1. The difference of the two digits composing a number, divided by three, leaves a remainder of one.
2. The first digit raised to the power indicated by the second digit and divided by three leaves a remainder of one’
3. The sum of the prime factors of each age, including one, is divisible by three.
It is easy to see than the number of accidental agreements of this sort would be quite endless.' (The Collected papers of C. S. Peirce, volume 6 section 408)
Thus any collection of data will show some accidental patterns. If we just happen to notice a pattern we need to make more observations specifically to test it before considering it established.

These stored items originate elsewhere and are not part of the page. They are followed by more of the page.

PR #654, opened 2023-05-26
Preliminary code to read live GCP Logs and emit metrics

johnrandolph:
Nothing here should be considered finalized. For example, some part of the bucketing and submitting at a threshold reflected a direct dependency on GCM submit RPC.
However this gets us started looking at live logs and emitting something.
This captures just errors that are generated by GCP Cloud IoT.


schema/monitoring_metric.json
```diff
@@ -0,0 +1,39 @@
...
+    "type": "object",
+    "$schema": "http://json-schema.org/draft-07/schema#",
+    "additionalProperties": false,
+    "properties": {
+      "timestamp": {
+        "type": "string",
+        "format": "date-time"
+      },
+      "severity": {
+        "type": "string",
```
grafnu, line 14: enum?

udmis/src/main/java/com/google/bos/udmi/monitoring/LogTail.java
```diff
@@ -0,0 +1,253 @@
...
+   */
+  protected class LogTailEntryList extends LinkedList<LogTailEntry> {
+
+  }
+
+  /*
+   * All the LogTail items currently processing.
+   * Hold the log entries in buckets for upstream processing in chunks.
+   */
+  protected class LogTimeSeries extends TreeMap<Long, LogTailEntryList> {
```
grafnu, line 139: This seems like a lot for an inner class.  Can it be made standalone?  Otherwise can it be static?  What from the containing class is it referencing?

udmis/src/main/java/com/google/bos/udmi/monitoring/LogTail.java
```diff
@@ -0,0 +1,253 @@
...
+          "(severity=ERROR AND protoPayload.serviceName=\"cloudiot.googleapis.com\")";
+
+  public LogTail(String projectId) {
+    this.projectId = projectId;
+    this.logsTimeSeries = new LogTimeSeries();
+  }
+
+  public static void main(String[] args) {
+    String projectId = "essential-keep-197822";
+    LogTail lt = new LogTail(projectId);
```
grafnu, line 42: style nit (maybe it's Java) -- avoid abbreviations... e.g. consider logTail or tail

here and elsewhere

udmis/src/main/java/com/google/bos/udmi/monitoring/LogTail.java
```diff
@@ -0,0 +1,253 @@
...
+          "(resource.labels.function_name=\"udmi_config\") OR " +
+          "(severity=ERROR AND protoPayload.serviceName=\"cloudiot.googleapis.com\")";
+
+  public LogTail(String projectId) {
+    this.projectId = projectId;
+    this.logsTimeSeries = new LogTimeSeries();
+  }
+
+  public static void main(String[] args) {
+    String projectId = "essential-keep-197822";
```
grafnu, line 41: I'd make this an argument at least... next step is going to be some kind of integration testing or something, so it definitely won't be this...

udmis/src/main/java/com/google/bos/udmi/monitoring/LogTail.java
```diff
@@ -0,0 +1,253 @@
...
+    int statusCode;
+    String statusMessage;
+    Severity severity;
+    int value = 1;
+  }
+
+  /*
+   * Linked list of LogTailEntry.
+   */
+  protected class LogTailEntryList extends LinkedList<LogTailEntry> {
```
grafnu, line 131: private static?

udmis/src/main/java/com/google/bos/udmi/monitoring/LogTail.java
```diff
@@ -0,0 +1,253 @@
...
+    // Be careful in here. Unwrapping this is a careful sequence.
+    Payload.ProtoPayload payload = log.getPayload();
+    if (!payload.getData().getTypeUrl().equals("type.googleapis.com/google.cloud.audit.AuditLog")) {
+      System.err.println("Not AuditLog");
+      return;
+    }
+    try {
+      AuditLog auditLog = AuditLog.parseFrom(payload.getData().getValue().toByteArray());
+      LogTailEntry entry = new LogTailEntry();
+      entry.timestamp = log.getInstantTimestamp();
```
grafnu, line 86: field needs to be converted to an iso timestamp -- there's some utility functions in GeneralUtils or JsonUtils that do this (look for "timestamp" or something like that).   Or an Instant might have the right thing, I forget.

udmis/src/main/java/com/google/bos/udmi/monitoring/LogTail.java
```diff
@@ -0,0 +1,253 @@
...
+      entry.methodName = auditLog.getMethodName();
+      entry.serviceName = auditLog.getServiceName();
+      entry.resourceName = auditLog.getResourceName();
+      entry.statusCode = auditLog.getStatus().getCode();
+      entry.statusMessage = auditLog.getStatus().getMessage();
+      entry.severity = log.getSeverity();
+      logsTimeSeries.add(entry);
+      logsTimeSeries.maybeEmitMetrics();
+    } catch (InvalidProtocolBufferException e) {
+      System.err.println(e.toString());
```
grafnu, line 96: extend the component base class and then call debug() or error() or something

udmis/src/main/java/com/google/bos/udmi/monitoring/LogTail.java
```diff
@@ -0,0 +1,253 @@
...
+    int LOG_ENTRIES_PER_SUBMIT = 100;
+
+    private void emitJsonTimeSeries(PrintStream output) throws JsonProcessingException {
+      ObjectMapper objectMapper = new ObjectMapper();
+      for (long k : keySet()) {
+        for (LogTailEntry log : this.get(k)) {
+          Monitoring monitoring = new Monitoring();
+          monitoring.metric = new MonitoringMetric();
+          loadMetricFields(monitoring.metric, log);
+          output.println(objectMapper.writeValueAsString(monitoring));
```
grafnu, line 152: JsonUtils.stringify() -- sets some standard properties on the output mapper.

udmis/src/main/java/com/google/bos/udmi/monitoring/LogTail.java
```diff
@@ -0,0 +1,253 @@
+package com.google.bos.udmi.monitoring;
```
grafnu, line 1: seems like this class is trying to do two things?  One is gather metrics, the other is emit them -- I'd separate them out so they can be repurposed (e.g. emit other sources of metrics, or gather metrics to a different sink).

udmis/src/main/java/com/google/bos/udmi/monitoring/LogTail.java
```diff
@@ -0,0 +1,253 @@
...
+
+  public void tailLogs() {
+    LogEntryServerStream stream = getCloudLogStream(LOG_FILTER);
+    processLogStream(stream);
+  }
+
+  /*
+   * Fields from GCP Logging stored in a neutral class.
+   */
+  protected class LogTailEntry {
```
grafnu, line 116: make static if possible. also private if possible

udmis/src/main/java/com/google/bos/udmi/monitoring/LogTail.java
```diff
@@ -0,0 +1,253 @@
...
+    } else {
+      stream = logging.tailLogEntries(TailOption.filter(filter));
+    }
+    return stream;
+  }
+
+  /*
+   * Top level processor of incoming GCP log entries.
+   */
+  private void processLogEntry(LogEntry log) {
```
grafnu, line 61: unit test?

udmis/src/main/java/com/google/bos/udmi/monitoring/LogTail.java
johnrandolph: Switched to using JsonUtil.stringify

udmis/src/main/java/com/google/bos/udmi/monitoring/LogTail.java
johnrandolph: Yeah, this was just to get started i.e. draft PR, I split this into pieces.

udmis/src/main/java/com/google/bos/udmi/monitoring/LogTail.java
johnrandolph: Will start writing them. Sending the class refactoring in parallel.

udmis/src/main/java/com/google/bos/udmi/monitoring/LogTail.java
johnrandolph: Missed this. Will address.

johnrandolph: Just checking, you mean at the output stage, right? The JSON stringify already wrote in something like ISO8601.

schema/monitoring_metric.json
```diff
@@ -0,0 +1,41 @@
+{
+    "$udmi_version": "1.4.1",
+    "title": "Monitoring metric",
+    "description": "One metric",
+    "type": "object",
+    "$schema": "http://json-schema.org/draft-07/schema#",
+    "additionalProperties": false,
+    "properties": {
+      "timestamp": {
```
grafnu, line 9: NB: There's an existing structure in common.json#entry that has many of the same fields and is commonly used in other parts of the system.  Having a uniform structure just means that it'll be easier for some tools to consume this in a more standardized way.  The format of that was something that could be easily consumer, e.g., CloudLogging.  It's used for status and log messages generated by devices and tools. Slightly different than a metric, but something to at least consider.

schema/monitoring_metric.json
```diff
@@ -0,0 +1,41 @@
...
+        "type": "string",
+        "format": "date-time"
+      },
+      "severity": {
+        "enum": [
+          "ERROR",
+          "NONE"
+        ]
+      },
+      "project": {
```
grafnu, line 19: Most of the constructs in UDMI use the message envelope (container for the message) to hold the project, location, registry, and device_id -- see envelope.json  -- this is essentially the structure as described here https://cloud.google.com/iot/docs/how-tos/mqtt-bridge  -- again, just something for us to consider to use common constructs when they make sense.

schema/monitoring_metric.json
```diff
@@ -0,0 +1,41 @@
+{
```
grafnu, line 1: maybe take a look at event_system.json  -- which is the current "proposed" (@Alpha) definition for the messages emitted by devices to report system metrics -- just to see how it's structured.  Not the same, of course, but just trying to make sure we're considering common constructs where appropriate.

johnrandolph: Ok I merged ptal

schema/common.json
```diff
@@ -30,45 +30,7 @@
...
-          "examples": [600]
-        }
-      },
-      "required": [
-        "message",
-        "category",
-        "timestamp",
-        "level"
-      ]
+      "$ref": "file:entry.json"
```
grafnu, line 33: this seems like an unnecessary redirection for all the existing uses -- does a s/x/y replace work to update existing uses to not have this reference in common.json?

schema/monitoring_metric.json
johnrandolph: Yeah, yesterday in our 1:1 I said I thought it might be a bit of a stretch to co-mingle the two. But we are visualizing it now. My other idea is to move just deviceId deviceNumId etc fields into a separate schema and refer to them in envelope.json.  (Not as a nested map, but as first level properties).  Then we share the definition in both places but break the association with messaging. WDYT?

grafnu:
I think for now I'd leave it as you have it here, I don't think the "right"
answer will become apparent until we actually try to integrate with some
other system. We could discuss things back and forth for a bit and circle
around something... but I think at this stage it's more important to get
something "kinda close" out the door...

schema/monitoring_metric.json
johnrandolph: I toyed around with moving the fields into a resource.schema or similar but I couldn't get the $ref to work (and keep the depth/structure of envelope). I'm just going to keep it how it is for now.

schema/common.json
johnrandolph: I think this $ref vs inline decl is equivalent depth? i.e. field access is still entry.message.

grafnu: It introduces an unnecessary redirection, and multiple ways of specifying the same thing. Other places have

` "$ref": "file:common.json#/definitions/entry"`

which then maps directly to 

`"$ref": "file:entry.json"`

I see no reason to keep the original "#/definitions/entry" version around.

johnrandolph: Oh I get you now. Done

johnrandolph (commented):
Chipping away at this. Not done yet.

common/src/test/java/com/google/bos/udmi/monitoring/LogTailTest.java
```diff
@@ -0,0 +1,116 @@
...
+  }
+
+  @Before
+  public void openMocks() {
+    closeable = MockitoAnnotations.openMocks(this);
+  }
+
+  @After
+  public void releaseMocks() throws Exception {
+    closeable.close();
```
grafnu, line 36: what's the purpose/impact of this closeable.close()?  Asking because I don't have anything similar in the code I've done so I don't know if I'm missing something or not...

gencode/java/udmi/schema/Envelope.java
```diff
@@ -25,7 +26,10 @@
     "deviceRegistryLocation",
     "projectId",
     "payload",
+    "source",
+    "gatewayId",
     "transactionId",
+    "publishTime",
```
grafnu, line 32: these changes seem sus -- is your working tree up to date?

johnrandolph:
Have more test coverage now. Please review. Not sure what the issue is with schema suddenly.

grafnu:
You changed the schema (properties that used to be required are no longer
required (as per the change you made in schema/common.json) and so the
tests are picking that up. Logentries are generally expected to have a
message and timestamp, so in this case I'd suggest it's WAI (at least as
far as the tests are concerned)... I'm not sure it's semantically correct
to make those fields no longer required. I'm not sure if that adversely
affects your code/logging, but at least that's what's going on with the
rest of the system.

udmis/build.gradle
```diff
@@ -28,12 +28,14 @@ sourceSets {
         java {
             srcDirs '../gencode/java'
             srcDirs '../common/src/main/java'
+            srcDirs 'src/main/java'
```
grafnu, line 31: these lines (here and under test) shouldn't be necessary -- they are implicit

udmis/build.gradle
```diff
@@ -56,7 +58,7 @@ jacocoTestReport {
 
 checkstyle {
     ignoreFailures = false
-    maxWarnings = 0
+    maxWarnings = 32
```
grafnu, line 61: cleanup warnings

udmis/build.gradle
```diff
@@ -94,12 +97,12 @@ dependencies {
...
 
     implementation 'com.google.cloud:google-cloud-pubsub:1.66.0'
+    implementation 'com.google.cloud:google-cloud-logging:3.14.9'
     implementation 'org.jetbrains:annotations:20.1.0'
     
     implementation 'org.eclipse.paho:org.eclipse.paho.client.mqttv3:1.2.5'
 
-    implementation group: 'junit', name: 'junit', version: '4.13.2'
-
+    // implementation group: 'junit', name: 'junit', version: '4.13.2'
```
grafnu, line 105: remove if not needed

udmis/src/main/java/com/google/bos/udmi/monitoring/LogTailEntry.java
```diff
@@ -0,0 +1,28 @@
...
+  Instant timestamp;
+  String methodName;
+  String serviceName;
+  String resourceName;
+  int statusCode;
+  String statusMessage;
+  Severity severity;
+  int value = 1;
+
+  public boolean equals(LogTailEntry other) {
```
grafnu, line 17: There's a new thing in Java called a "record class" that makes some of this boiler-plate unnecessary -- see https://docs.oracle.com/en/java/javase/20/language/records.html -- don't care if you use it or not, but I was just reading about it so had to mention it!

udmis/src/main/java/com/google/bos/udmi/monitoring/LogTimeSeries.java
```diff
@@ -0,0 +1,179 @@
...
+      metric.envelope.projectId = matcher.group("project");
+      metric.envelope.deviceRegistryLocation = matcher.group("location");
+      metric.envelope.deviceRegistryId = matcher.group("registry");
+      metric.envelope.deviceId = matcher.group("device");
+    } // else do something?
+  }
+
+  private LogSeverity severityToLogSeverity(Severity severity) throws IOException {
+    // Subtle: These are two different types with different enum value ranges. Translate manually.
+    switch (severity) {
```
grafnu, line 114: (other common ways to do this are with an (immutable) map or with a string conversion) -- just FYI, no need to change

udmis/src/main/java/com/google/bos/udmi/monitoring/LogTimeSeries.java
```diff
@@ -0,0 +1,179 @@
...
+        } else {
+          reInsert.add(log);
+        }
+      } else {
+        reInsert.add(log);
+      }
+      this.put(k, reInsert);
+      numberOfLogs++;
+    }
+    // return true;
```
grafnu, line 161: remove dead code

udmis/src/test/java/com/google/bos/udmi/monitoring/LogTailTest.java
```diff
@@ -0,0 +1,329 @@
...
+
+    AuditLog auditLogMock = Mockito.mock(AuditLog.class);
+    try {
+      Mockito.doReturn(auditLogMock).when(logTailMock).getAuditLogParseFrom(any(byte[].class));
+    } catch (InvalidProtocolBufferException e) {
+      fail(e);
+    }
+
+    LogTailEntry entryTest = getLogTailEntryTest();
+    Mockito.doReturn(entryTest.timestamp).when(logEntryMock).getInstantTimestamp();
```
grafnu, line 130: (FYI you can make "doReturn" a static import and then all the leading Mockito. things go away -- doesn't make much difference, but I find it visually much cleaner)

udmis/src/test/java/com/google/bos/udmi/monitoring/LogTailTest.java
```diff
@@ -0,0 +1,329 @@
...
+    } catch (IOException e) {
+      fail(e);
+    }
+
+    logTailMock.processLogEntryError(logEntryMock);
+    assertTrue(argumentCaptor.getValue().equals(entryTest));
+  }
+
+  /*
+   This test fails because IOException is not thrown from maybeEmitMetrics().
```
grafnu, line 155: but what's the problem?  Is it that it should throw an exception, or that the test is wrong?

johnrandolph: (I sent this to generate your next round of comments in parallel of working on this) Yeah the test doesn't function -- the test code does not function so that the code UNDER test throws a IOException from maybeEmitMetrics.

udmis/src/test/java/com/google/bos/udmi/monitoring/LogTailTest.java
johnrandolph: Sure, I made that the case for everything, to be consistent.

udmis/src/main/java/com/google/bos/udmi/monitoring/LogTailEntry.java
johnrandolph: Nothing this as a TODO. e.g. If the equals() becomes more complex let's revisit.

udmis/src/main/java/com/google/bos/udmi/monitoring/LogTailBase.java
```diff
@@ -0,0 +1,10 @@
+package com.google.bos.udmi.monitoring;
+
+import com.google.bos.udmi.service.pod.ContainerBase;
+
+/**
+ * Extend ContainerBase with UDMI Monitoring specific functions.
+ */
+public class LogTailBase extends ContainerBase {
```
grafnu, line 8: NB: I don't understand the purpose of this class, but it's not hurting anything.

grafnu (approved):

In its simple form, inductive inference is incoherent, allowing the confirmation of a generalisation by what would normally be considered irrelevant data.
Consider the generalisation:
‘Every rhinoceros is a sewing machine’
That is logically equivalent to:
‘Everything not a sewing machine is not a rhinoceros’
In this room there are many objects that are not sewing machines, and none of them is a rhinoceros, apparently confirming the strange hypothesis.
Yet if we insist on predesignating the properties ‘rhinoceros’ and sewing machine’ and seek to test the hypothesis, we shall search for rhinoceroses, and once we find one, the hypothesis will be refuted.
Discussions of the methodology of science and the philosophy of science are easily misunderstood. They often sound like advice to scientists, yet scientists do not appear to need any such advice; they usually manage perfectly well.
Those who need to hear explanations of scientific method are people with little experience of science, who try to follow what they consider to be scientific methods, and cite what they think are scientific precedents for some rather dubious reasoning.
For instance people have recently cited records showing that people imprisoned for short periods are more likely to re-offend than people imprisoned for longer periods. The lengths of those sentences will have been determined by many factors, but I doubt if a wish to test the effectiveness of prison was one of them.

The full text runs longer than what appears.